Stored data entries
PR #511, opened 2021-02-26
various code style fixes

Findus23:
a few things that don't warrant a PR each:
- comparisons with None should always be done with `is None` (https://www.python.org/dev/peps/pep-0008/#programming-recommendations)
- a few missing parameters in the docstrings
- removing some trailing semicolons from C muscle memory :)
- `super(Class, self)` is supposed to be used with the superclass inside the `super()` call.

### DIFF
--- a/rebound/interruptible_pool.py
+++ b/rebound/interruptible_pool.py
@@ -70,7 +70,7 @@ class InterruptiblePool(Pool):
     def __init__(self, processes=None, initializer=None, initargs=(),
                  **kwargs):
         new_initializer = functools.partial(_initializer_wrapper, initializer)
-        super(Pool, self).__init__(processes, new_initializer,
+        super(InterruptiblePool, self).__init__(processes, new_initializer,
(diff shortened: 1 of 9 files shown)


hannorein:
Thanks. Are you sure about the super() syntax. I think I understand the [documentation](https://docs.python.org/3/library/functions.html#super) differently thank you. The one example they list is this:
```
class C(B):
    def method(self, arg):
        super().method(arg)   
```
The comment says the last line is the same as calling  `super(C, self).method(arg)`. Isn't that exactly what was in REBOUND before?

hannorein:
Looks like travis agrees with me 😉

Findus23:
You are of course right. I got myself completely confused.

hannorein:
You almost convinced me! 

Thanks for the other changes. They all look good (but I'll way for travis to be sure). When I find some time, I'll look into linting a bit more. There are quite a few other inconsistencies I'd like to clean up. And as always, your help is much appreciated!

Exercise goal.
Looking at the records above, which lines contain "like"? Copy those lines.

Task answer.
Looks like travis agrees with me 😉
Thanks for the other changes. They all look good (but I'll way for travis to be sure). When I find some time, I'll look into linting a bit more. There are quite a few other inconsistencies I'd like to clean up. And as always, your help is much appreciated!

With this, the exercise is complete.